**Exercise goal**
Take every line from the records below that includes the word "list".
** Data for review follows **
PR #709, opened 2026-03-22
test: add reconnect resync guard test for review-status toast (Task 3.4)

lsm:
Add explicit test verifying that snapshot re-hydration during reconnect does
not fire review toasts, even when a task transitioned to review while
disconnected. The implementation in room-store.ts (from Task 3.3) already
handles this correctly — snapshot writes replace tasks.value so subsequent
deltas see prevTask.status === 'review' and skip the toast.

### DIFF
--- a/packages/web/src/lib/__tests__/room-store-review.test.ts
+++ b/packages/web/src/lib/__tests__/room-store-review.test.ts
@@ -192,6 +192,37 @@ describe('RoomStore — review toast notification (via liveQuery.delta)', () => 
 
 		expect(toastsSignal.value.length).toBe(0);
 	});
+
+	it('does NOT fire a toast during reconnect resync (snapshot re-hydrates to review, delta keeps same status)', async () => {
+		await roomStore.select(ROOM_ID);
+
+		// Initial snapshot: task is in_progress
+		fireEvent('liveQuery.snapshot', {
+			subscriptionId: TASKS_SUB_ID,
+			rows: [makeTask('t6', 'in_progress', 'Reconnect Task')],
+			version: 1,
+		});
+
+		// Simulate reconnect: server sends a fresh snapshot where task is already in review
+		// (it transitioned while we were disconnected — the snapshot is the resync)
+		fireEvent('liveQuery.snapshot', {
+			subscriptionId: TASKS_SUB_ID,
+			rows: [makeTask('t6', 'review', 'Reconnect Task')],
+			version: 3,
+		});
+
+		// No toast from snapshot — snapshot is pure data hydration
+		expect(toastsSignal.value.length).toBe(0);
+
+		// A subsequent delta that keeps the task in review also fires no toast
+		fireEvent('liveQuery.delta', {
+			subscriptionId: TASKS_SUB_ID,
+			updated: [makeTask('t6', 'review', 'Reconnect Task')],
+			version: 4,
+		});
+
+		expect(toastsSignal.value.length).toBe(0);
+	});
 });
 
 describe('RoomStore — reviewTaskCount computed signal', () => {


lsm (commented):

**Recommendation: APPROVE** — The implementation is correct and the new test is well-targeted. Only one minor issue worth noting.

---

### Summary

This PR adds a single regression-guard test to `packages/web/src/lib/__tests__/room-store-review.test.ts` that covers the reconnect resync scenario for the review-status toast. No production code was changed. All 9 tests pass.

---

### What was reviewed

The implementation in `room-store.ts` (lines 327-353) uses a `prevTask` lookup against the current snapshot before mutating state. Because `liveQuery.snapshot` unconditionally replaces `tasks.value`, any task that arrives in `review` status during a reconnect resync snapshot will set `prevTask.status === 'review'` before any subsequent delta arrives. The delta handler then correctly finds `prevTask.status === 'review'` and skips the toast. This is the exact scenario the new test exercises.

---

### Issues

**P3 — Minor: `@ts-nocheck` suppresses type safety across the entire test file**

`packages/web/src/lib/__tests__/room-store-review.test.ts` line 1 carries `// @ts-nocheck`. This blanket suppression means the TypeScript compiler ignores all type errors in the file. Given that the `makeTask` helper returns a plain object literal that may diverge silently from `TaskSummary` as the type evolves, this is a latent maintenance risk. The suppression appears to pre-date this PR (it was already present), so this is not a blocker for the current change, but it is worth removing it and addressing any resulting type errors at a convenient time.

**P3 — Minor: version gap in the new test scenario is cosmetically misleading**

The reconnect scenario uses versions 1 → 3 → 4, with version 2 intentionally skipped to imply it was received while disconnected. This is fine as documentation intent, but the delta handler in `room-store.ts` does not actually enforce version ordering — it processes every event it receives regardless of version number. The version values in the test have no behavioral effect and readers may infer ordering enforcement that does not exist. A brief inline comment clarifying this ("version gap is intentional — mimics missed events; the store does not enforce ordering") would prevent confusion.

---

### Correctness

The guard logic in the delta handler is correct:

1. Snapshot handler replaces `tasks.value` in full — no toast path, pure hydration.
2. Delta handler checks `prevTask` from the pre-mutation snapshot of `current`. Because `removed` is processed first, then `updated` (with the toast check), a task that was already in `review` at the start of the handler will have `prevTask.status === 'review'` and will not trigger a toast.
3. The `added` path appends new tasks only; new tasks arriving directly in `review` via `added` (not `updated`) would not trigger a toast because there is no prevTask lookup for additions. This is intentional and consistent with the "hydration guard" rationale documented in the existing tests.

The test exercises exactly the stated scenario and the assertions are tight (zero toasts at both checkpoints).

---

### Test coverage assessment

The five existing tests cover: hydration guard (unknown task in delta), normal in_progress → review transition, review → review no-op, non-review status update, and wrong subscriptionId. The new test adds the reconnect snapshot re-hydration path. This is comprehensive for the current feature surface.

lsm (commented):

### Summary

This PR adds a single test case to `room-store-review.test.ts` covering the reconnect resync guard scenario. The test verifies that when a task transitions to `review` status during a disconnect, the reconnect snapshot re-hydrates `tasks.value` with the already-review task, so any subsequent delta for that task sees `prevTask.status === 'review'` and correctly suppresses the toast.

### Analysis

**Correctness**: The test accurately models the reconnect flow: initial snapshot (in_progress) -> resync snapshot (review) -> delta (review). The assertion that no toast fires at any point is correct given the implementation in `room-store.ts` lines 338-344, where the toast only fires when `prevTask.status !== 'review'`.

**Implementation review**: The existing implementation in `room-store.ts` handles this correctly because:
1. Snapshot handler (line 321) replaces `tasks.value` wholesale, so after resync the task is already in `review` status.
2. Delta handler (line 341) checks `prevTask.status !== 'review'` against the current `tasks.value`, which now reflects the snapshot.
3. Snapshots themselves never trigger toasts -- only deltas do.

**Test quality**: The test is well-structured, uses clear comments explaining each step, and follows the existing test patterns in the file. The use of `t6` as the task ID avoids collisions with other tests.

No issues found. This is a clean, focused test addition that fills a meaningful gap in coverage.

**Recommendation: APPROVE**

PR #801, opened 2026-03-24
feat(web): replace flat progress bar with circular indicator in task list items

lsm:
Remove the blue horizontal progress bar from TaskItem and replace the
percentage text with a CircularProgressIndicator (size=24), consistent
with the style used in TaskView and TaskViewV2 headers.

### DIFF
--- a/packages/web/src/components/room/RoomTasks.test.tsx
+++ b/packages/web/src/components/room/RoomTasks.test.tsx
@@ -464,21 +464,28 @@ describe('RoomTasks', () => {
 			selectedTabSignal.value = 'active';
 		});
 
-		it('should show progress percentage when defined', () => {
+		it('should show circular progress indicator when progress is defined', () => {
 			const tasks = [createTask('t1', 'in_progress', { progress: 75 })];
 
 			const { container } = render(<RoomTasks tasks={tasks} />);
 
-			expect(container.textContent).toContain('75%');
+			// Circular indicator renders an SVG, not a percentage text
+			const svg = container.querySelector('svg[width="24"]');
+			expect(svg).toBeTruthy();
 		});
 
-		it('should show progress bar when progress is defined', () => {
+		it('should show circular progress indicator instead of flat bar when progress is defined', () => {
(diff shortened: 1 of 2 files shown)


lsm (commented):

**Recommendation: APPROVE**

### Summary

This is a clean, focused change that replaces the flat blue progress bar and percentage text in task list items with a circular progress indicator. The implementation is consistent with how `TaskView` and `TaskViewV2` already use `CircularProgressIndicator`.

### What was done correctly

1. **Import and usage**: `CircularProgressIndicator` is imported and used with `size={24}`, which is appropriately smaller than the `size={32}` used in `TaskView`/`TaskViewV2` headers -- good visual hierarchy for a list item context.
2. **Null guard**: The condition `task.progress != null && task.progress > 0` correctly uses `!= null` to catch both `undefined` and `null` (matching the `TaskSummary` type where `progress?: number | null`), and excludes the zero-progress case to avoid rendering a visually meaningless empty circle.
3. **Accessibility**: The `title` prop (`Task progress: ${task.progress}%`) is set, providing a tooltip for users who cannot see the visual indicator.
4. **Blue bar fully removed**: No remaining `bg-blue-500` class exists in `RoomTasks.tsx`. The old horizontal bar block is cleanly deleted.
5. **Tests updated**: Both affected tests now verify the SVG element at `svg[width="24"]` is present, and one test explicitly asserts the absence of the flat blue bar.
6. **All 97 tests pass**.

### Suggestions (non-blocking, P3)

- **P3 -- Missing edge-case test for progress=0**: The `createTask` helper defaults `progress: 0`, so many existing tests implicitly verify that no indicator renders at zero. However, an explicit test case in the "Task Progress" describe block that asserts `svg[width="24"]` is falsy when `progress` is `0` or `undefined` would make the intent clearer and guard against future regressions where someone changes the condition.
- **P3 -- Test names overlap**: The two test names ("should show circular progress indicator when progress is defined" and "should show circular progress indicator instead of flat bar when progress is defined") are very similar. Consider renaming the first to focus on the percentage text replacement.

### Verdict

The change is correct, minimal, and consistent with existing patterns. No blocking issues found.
** End of Data for review **
**Result for this exercise**
feat(web): replace flat progress bar with circular indicator in task list items
This is a clean, focused change that replaces the flat blue progress bar and percentage text in task list items with a circular progress indicator. The implementation is consistent with how `TaskView` and `TaskViewV2` already use `CircularProgressIndicator`.
1. **Import and usage**: `CircularProgressIndicator` is imported and used with `size={24}`, which is appropriately smaller than the `size={32}` used in `TaskView`/`TaskViewV2` headers -- good visual hierarchy for a list item context.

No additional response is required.